Universal hashing
To calculate the probability of collisions with S strings of length L with W bits per character up to a hash of length H bits, assuming the optimal universal hash ( 1 ), you can calculate the probability of a collision based on a hash table of size (number of buckets) of 'N`.
First, we can assume an ideal implementation of the hash table ( 2 ), which perfectly breaks the H bits in the hash into the available N ( 3 ) buckets. This means that H becomes meaningless, with the exception of the limit for N W and 'L' are just the basis for the upper bound for S For simpler mathematics, suppose that the string lengths < L simply padded to L with a special null character. If we were interested, we are interested in the worst case: it is 54 ^ L (26 * 2 + '_' + null), it’s just a ridiculous number, the actual number of entries is more useful than the character set and length, so we’ll just work like this as if S was a variable in its own right.
It remains to try to put S elements in N buckets. This is becoming a very famous issue, a paradoxical birthday
The solution to this for various probabilities and the number of buckets is instructive , but provided that we have 1 billion buckets (approximately 4 GB of memory in a 32 bit system), then we need only 37 thousand records before we reach a 50% probability of them in at least one collision. Given that trying to avoid any collisions in the hash table becomes clearly absurd.
All this does not mean that we should not care about the behavior of our hash functions. Obviously, these numbers imply ideal implementations; they are an upper bound on how good we can get. A bad hash function can lead to much stronger collisions in some areas, discarding part of the possible “space”, never or rarely using it, all of which can cause hashes to be less optimal and even degrade to performance that looks like a list but with much worse persistent factors.
Implementing a .NET hash function of a hash function is small (in the sense that it could be better), but is probably acceptable to the vast majority of users and reasonably efficient to calculate.

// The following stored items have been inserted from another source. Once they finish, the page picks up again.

PR #442, opened 2024-08-06
[improvement] add override so users can set full dns name for controlplane endpoint

amold1:
LKE would like an enhancement that would allow users to override CAPLs domain name format in lieu of their own full domain.

Example: Currently we have these settings-
```
kind: LinodeCluster
metadata:
    name: testname
spec:
    network:
        dnsRootDomain: example.com
        dnsUniqueIdentifier: abc123
```
and CAPL creates a domain name with the format
```
spec:
    controlPlaneEndpoint:
        host: testname-abc123.example.com
        port: 6443
```

This PR adds an override feature so users can set the hostname
```
kind: LinodeCluster
metadata:
    name: testname
spec:
    network:
        dnsEndpointOverride: testname-admin.example.com
```
that will create
```
spec:
    controlPlaneEndpoint:
        host: testname-admin.example.com
        port: 6443
```


api/v1alpha2/linodecluster_types.go
```diff
@@ -128,6 +128,9 @@ type NetworkSpec struct {
 	// If not set, defaults to 30
 	// +optional
 	DNSTTLSec int `json:"dnsTTLsec,omitempty"`
+	// DNSEndpointOverride is used to override CAPL's construction of the controlplane endpoint
+	// +optional
+	DNSEndpointOverride string `json:"dnsEndpointOverride,omitempty"`
```
eljohnson92, line 133: Could we maybe rename this to just `DNSEndpoint` with a description of it overriding the other settings? also might be worth in this message saying specifically it ignores roodDomain+unique identifier

cloud/services/domains.go
```diff
@@ -150,7 +153,18 @@ func (d *DNSEntries) getDNSEntriesToEnsure(mscope *scope.MachineScope) ([]DNSOpt
 	if mscope.LinodeMachine.Status.Addresses == nil {
 		return nil, fmt.Errorf("no addresses available on the LinodeMachine resource")
 	}
-	domainHostname := mscope.LinodeCluster.ObjectMeta.Name + "-" + mscope.LinodeCluster.Spec.Network.DNSUniqueIdentifier
+	clusterMetadata := mscope.LinodeCluster.ObjectMeta
+	clusterSpec := mscope.LinodeCluster.Spec
+	var domainHostname string
+	if clusterSpec.Network.DNSEndpointOverride != "" {
+		domainHostname = strings.ReplaceAll(clusterSpec.Network.DNSEndpointOverride, clusterSpec.Network.DNSRootDomain, "")
```
scmeggitt, line 160: is the expectation that the DNSEndpointOverride would contain the DNSRootDomain? It is fine if that is true, just want to make sure I understand what domainHostname is being created.

cloud/services/domains.go
```diff
@@ -79,8 +79,11 @@ func EnsureAkamaiDNSEntries(ctx context.Context, mscope *scope.MachineScope, ope
 	linodeCluster := mscope.LinodeCluster
 	linodeClusterNetworkSpec := linodeCluster.Spec.Network
 	rootDomain := linodeClusterNetworkSpec.DNSRootDomain
-	fqdn := linodeCluster.Name + "-" + linodeClusterNetworkSpec.DNSUniqueIdentifier + "." + rootDomain
 	akaDNSClient := mscope.AkamaiDomainsClient
+	fqdn := linodeCluster.Name + "-" + linodeClusterNetworkSpec.DNSUniqueIdentifier + "." + rootDomain
+	if linodeClusterNetworkSpec.DNSEndpointOverride != "" {
+		fqdn = linodeClusterNetworkSpec.DNSEndpointOverride
```
scmeggitt, line 85: Should this contain the rootDomain?

amold1: post our discussion, i have updated the override field to only override the subdomain

cloud/services/domains.go
amold1: post our discussion, i have updated the override field to only override the subdomain

api/v1alpha2/linodecluster_types.go
amold1: renamed and updated the comment

controller/linodecluster_controller.go
```diff
@@ -232,13 +232,25 @@ func (r *LinodeClusterReconciler) handleNBCreate(ctx context.Context, logger log
 }
 
 func (r *LinodeClusterReconciler) handleDNS(clusterScope *scope.ClusterScope) {
-	domainName := clusterScope.LinodeCluster.ObjectMeta.Name + "-" + clusterScope.LinodeCluster.Spec.Network.DNSUniqueIdentifier + "." + clusterScope.LinodeCluster.Spec.Network.DNSRootDomain
+	subDomain := ""
+	clusterSpec := clusterScope.LinodeCluster.Spec
+	if clusterScope.LinodeCluster.Spec.Network.DNSSubDomainOverride != "" {
+		subDomain = clusterScope.LinodeCluster.Spec.Network.DNSSubDomainOverride
```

Alternative Approach: Perfect Hashing
If you want you to be able to generate so-called perfect hashes , this requires a thorough knowledge of the input values in advance, but this is not so often useful. In simliar veins to the above math, we can show that even perfect hashing has its limits:
Recall the limit of lines 54 ^ L length L However, we only have bits H (suppose 32), which is about 4 billion different numbers. Therefore, if you can have truly any string and any number of them, then you need to satisfy:
54 ^ L <= 2 ^ 32
And having decided this:
log2 (54 ^ L) <= 32 L * log2 54 <= 32 L <= 32 / log2 54 <= 5.56
Since the length of the lines clearly cannot be fractional, you are left with a maximum length of only 5. Very short.
If you know that you only have a set of strings less than 4 billion in size, then perfect hashing will allow you to process any L value, but limiting the set of values can be very difficult in practice, and you must know them all in advance or degrade to the point that compiles the database string → hash and add to it when new lines are encountered.
For this exercise, a universal hash is optimal, since we want to reduce the likelihood of any collision, i.e. for any input, the probability that it has output x from the set of possibilities R is 1 / R.
Note that doing optimal hashing (and internal bucketing) work is pretty tricky, but you should expect inline types to be reasonable, if not always ideal.
In this example, I avoided the question of closed and open addressing. This has something to do with probabilities, but not significantly.